§ WORK ITEM: Using the material below, print the line that contains "Screenshot 2025-03-11 at 10 13 14@2x", the line that contains "I just saw one", and every line in between, exactly and nothing else.

§ WORKING DATA:
PR #1192, opened 2023-08-17
feat: campaigns segmentation API rearchitecture

dkoo:
### All Submissions:

* [x] Have you followed the [Newspack Contributing guideline](https://github.com/Automattic/newspack-plugin/blob/master/.github/CONTRIBUTING.md)?
* [x] Does your code follow the [WordPress' coding standards](https://make.wordpress.org/core/handbook/best-practices/coding-standards/) and [VIP Go coding standards](https://vip.wordpress.com/documentation/vip-go/code-review-blockers-warnings-notices/)?
* [x] Have you checked to ensure there aren't other open [Pull Requests](../../pulls) for the same update/change?

### Changes proposed in this Pull Request:

All changes required for the Campaigns Rearchitecture initiative. Also requires https://github.com/Automattic/newspack-plugin/pull/2558 and https://github.com/Automattic/newspack-blocks/pull/1498.

### How to test the changes in this Pull Request:

All changes have already been tested and reviewed in individual PRs, so a check of the changeset should be all that's needed.

### Other information:

* [x] Have you added an explanation of what your changes do and why you'd like us to include them?
* [x] Have you written new tests for your changes, as applicable?
* [x] Have you successfully ran tests with your changes locally?

PR #1399, opened 2025-02-24
fix: restore UTM suppression feature

dkoo:
### All Submissions:

Looks like we never implemented the UTM Suppression feature in the big refactor we did in #1192. This restores it.

Cloes `1200550061930446/1208670219439755`.

1. Publish a new prompt to the "Everyone" segment or any other segment and set it to display on every pageview. Also add a value to the "UTM Suppression" option in the sidebar (make sure to add some spaces which will be URL-encoded), for example `Newspack suppression`:

Screenshot 2025-02-24 at 5 07 16 PM

2. On `release`, in a new reader session, visit the site with a `utm_source` param set to the encoded version of the UTM Suppression value you set in step 1. For example, for `Newspack suppression`, add `?utm_source=Newspack%20suppression` to the URL. Make sure you match the prompt's segment, if you set one.
3. Observe that the prompt is shown.
4. Check out this branch, repeat step 2, and confirm that the prompt is not shown.
5. In the same browser session, visit some other pages on the site and confirm that the prompt continues to be suppressed.

### Other information:

---
  - https://app.asana.com/0/0/1208670219439755

### DIFF
--- a/includes/class-newspack-popups-model.php
+++ b/includes/class-newspack-popups-model.php
@@ -969,6 +969,7 @@ final class Newspack_Popups_Model {
 		$classes              = array_merge( $classes, explode( ' ', $popup['options']['additional_classes'] ) );
 		$assigned_segments    = Newspack_Segments_Model::get_popup_segments_ids_string( $popup['id'] );
 		$frequency_config     = self::get_frequency_config( $popup );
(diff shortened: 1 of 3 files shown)


naxoc (approved):
I tested this and it works 👍

PR #1400, opened 2025-02-25
feat: prompt merge tags

miguelpeixe:
### All Submissions:

Update: After @thomasguillot's [input](https://github.com/Automattic/newspack-popups/pull/1400#issuecomment-2704261457), we're renaming "prompt tags" to "merge tags" along with other changes that are reflected below.

Implements merge tags for dynamic content rendering in campaign prompts.

By default, the `callback` argument will be used to render the tag content. If the tag has a `criteria` set, its content will be rendered in the frontend using the segmentation criteria library to pull the value from the reader data store.

| Editor | Render |
| --- | --- |
| image | image |

In the editor, [text blocks](https://github.com/Automattic/newspack-popups/blob/fe9d47aa0a5d1db0227c0dc4b1fc041904a3d879/src/editor/index.js#L151-L159) render a block control toolbar item:

image

image

image

Eventually, this should be integrated with "bits", a feature to implement inline tokens to Gutenberg's `RichText` currently under discussion: https://make.wordpress.org/core/2024/06/08/proposal-bits-as-dynamic-tokens/

1. Draft a new prompt, write a paragraph, and confirm there's no new item in the block control toolbar
2. Add `define( 'NEWSPACK_MERGE_TAGS', true );` to your `wp-config.php`
3. Refresh the page and confirm the new toolbar item renders in the block control, as in the image above
4. Add a heading, list, quote, pullquote, verse, and preformatted blocks
5. Confirm they all render the toolbar item
6. Add and select multiple paragraphs
7. Confirm the toolbar item does not render with multi-block selection
8. In each block, write some text and use the toolbar dropdown to add a merge tag
9. Confirm the merge tag is added in the correct cursor position and the block is focused with the cursor position at the end of the merge tag
10. For one of the blocks, change the merge tag to lowercase
11. Publish the prompt
12. Visit a page that renders the prompt and confirm all tags render their corresponding content
13. Open the browser console and dispatch an `article_view` activity: `newspackReaderActivation.dispatchActivity( 'article_view', { post_id: 0 } );`
14. Confirm the `{{articles_read}}` and `{{articles_read_in_session}}` are updated

### Other information:


includes/prompt-tags/class-prompt-tags.php
```diff
@@ -0,0 +1,104 @@
...
+					return get_bloginfo( 'description' );
+				},
+			]
+		);
+		self::register_tag(
+			'articles_read',
+			[
+				'title'        => __( 'Articles Read', 'newspack-popups' ),
+				'description'  => __( 'Number of articles read in the last 30 day period.', 'newspack-popups' ),
+				'use_criteria' => true,
```
leogermani: you think it's safe to assume that the tag slug will always match the criteria slug? Or maybe better to declare a string here with the criteria slug you want to use?

includes/prompt-tags/class-prompt-tag.php
```diff
@@ -0,0 +1,78 @@
...
+		$this->use_criteria = $args['use_criteria'] ?? false;
+		$this->callback     = $args['callback'] ?? '__return_empty_string';
+	}
+
+	/**
+	 * Get tag value.
+	 *
+	 * @return string
+	 */
+	public function get_value() {
```
leogermani: since this is a HTML output, and not just a value, maybe a more descriptive method name?

includes/prompt-tags/class-prompt-tags.php
miguelpeixe: It shouldn't be the case, but to be safe I changed it in 7fd317da4adc1aa354c5c81cd47c2c3e81361ed7

includes/prompt-tags/class-prompt-tag.php
miguelpeixe: Good call, renamed it in 206102ca175c47a07c14a897899e10f89a765a89

thomasguillot:
Some recommendations:

* I'd rename this feature "Merge Tags".
* I'd probably use double braces to make it clear in the text that it's a merge tag
* I'd maybe even want the tags to be uppercase (note: if user enters lowercase it should work)
* I'd remove the side panel and add it to the block toolbar and have the available tags as a dropdown so user can just click and insert

image

```svg
<svg xmlns="http://www.w3.org/2000/svg" width="24" height="24" viewBox="0 0 24 24">
  <path d="M9.16601 4H10V5.5H9.16601C8.74401 5.5 8.25901 5.86 8.14001 6.543L7.63601 9.443C7.54684 9.96776 7.31701 10.4585 6.97101 10.863L6.00001 12L6.97301 13.138C7.31601 13.536 7.54301 14.028 7.63601 14.557L8.14001 17.457C8.25901 18.141 8.74401 18.5 9.16601 18.5H10V20H9.16601C7.87201 20 6.87901 18.965 6.66201 17.714L6.15801 14.815C6.11566 14.5585 6.00514 14.3181 5.83801 14.119L5.83701 14.118L3.99701 12L5.83901 9.88C5.99401 9.701 6.10901 9.46 6.15901 9.185L6.66201 6.287C6.87901 5.035 7.87201 4 9.16601 4ZM17.838 9.185L17.334 6.287C17.117 5.035 16.124 4 14.83 4H13.996V5.5H14.83C15.252 5.5 15.738 5.86 15.856 6.543L16.36 9.443C16.452 9.967 16.679 10.465 17.025 10.863L17.996 12L17.023 13.138C16.6782 13.5426 16.4491 14.0329 16.36 14.557L15.856 17.457C15.738 18.141 15.252 18.5 14.83 18.5H13.996V20H14.83C16.125 20 17.117 18.965 17.334 17.714L17.838 14.815C17.886 14.542 18.002 14.301 18.158 14.119L18.159 14.118L20 12L18.157 9.88C17.9902 9.68121 17.88 9.44113 17.838 9.185Z"/>
</svg>
```

miguelpeixe:
Thanks, @thomasguillot! It's much better now.

1. Renamed the feature in a037a32e2f02398cc5ee4d01ddd1497a0f40351a and 10ed7c495f76dde5d491ec150b4a4f537db76320
2. Moved to double curly braces and case insensitive tag in b374656ca36803e7de02de0ce2edc9b441e0ca20 (favoring uppercase)
3. Refactored the editor tool to a block control in a24c6b669c494a7bdeb9bf404c430215fab6ed96

The standard component for a toolbar dropdown doesn't allow components, just a string title, so we're pretty limited on how we render the options:

image

If you feel that's not an option I can dig deeper on a custom dropdown component.

I updated the PR description to match the new approach.

thomasguillot:
Screenshot 2025-03-11 at 10 13 14@2x

I’m not sure if displaying the actual merge tag in the dropdown is necessary, as it may not be meaningful to users. Keeping only the description seems clearer. I’ve updated the dropdown accordingly and added a max-width for better readability.

See: https://github.com/Automattic/newspack-popups/pull/1400/commits/765e9b07b6cf6d881b7d2ade952fd25f38d57293

miguelpeixe:
Thanks, @thomasguillot! Looks good to me

leogermani:
@thomasguillot is it possible to add a heading to the dropdown... I mean, a title to say what this is all about?

thomasguillot:
> @thomasguillot is it possible to add a heading to the dropdown... I mean, a title to say what this is all about?

@leogermani I'm not sure I understand the question correctly. What sort of heading did you have in mind?

From @miguelpeixe:

> The standard component for a toolbar dropdown doesn't allow components, just a string title, so we're pretty limited on how we render the options

leogermani:
Something like this

image

leogermani:
@miguelpeixe Everything working and looking good!

I just saw one little glitch that maybe it's worth investigating. My site has a reg wall, so the number of articles read was always zero, because it doesn't count when you visit a gated post normal.

But then I went throught the registration, and when I got offered to subscribe to newsletters, I closed the modal, and the window did not refresh automatically... then I refreshed it and in this request the value for number of articles read was empty (not zero). No errors in the console. I continued browsing the site and then it started counting normally again.

So it was just this one page load right after logging in to a reg wall that had this empty value

thomasguillot:
> Something like this

Like @miguelpeixe said, this would then require a custom dropdown. And frankly, I'm not convinced. You don't see this sort of behaviour for the other dropdowns.
As long as this is well-documented, I don’t think it’s a major concern.

leogermani (approved):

§ EXPECTED OUTPUT:
Screenshot 2025-03-11 at 10 13 14@2x

I’m not sure if displaying the actual merge tag in the dropdown is necessary, as it may not be meaningful to users. Keeping only the description seems clearer. I’ve updated the dropdown accordingly and added a max-width for better readability.

See: https://github.com/Automattic/newspack-popups/pull/1400/commits/765e9b07b6cf6d881b7d2ade952fd25f38d57293

miguelpeixe:
Thanks, @thomasguillot! Looks good to me

leogermani:
@thomasguillot is it possible to add a heading to the dropdown... I mean, a title to say what this is all about?

thomasguillot:
> @thomasguillot is it possible to add a heading to the dropdown... I mean, a title to say what this is all about?

@leogermani I'm not sure I understand the question correctly. What sort of heading did you have in mind?

From @miguelpeixe:

> The standard component for a toolbar dropdown doesn't allow components, just a string title, so we're pretty limited on how we render the options

leogermani:
Something like this

image

leogermani:
@miguelpeixe Everything working and looking good!

I just saw one little glitch that maybe it's worth investigating. My site has a reg wall, so the number of articles read was always zero, because it doesn't count when you visit a gated post normal.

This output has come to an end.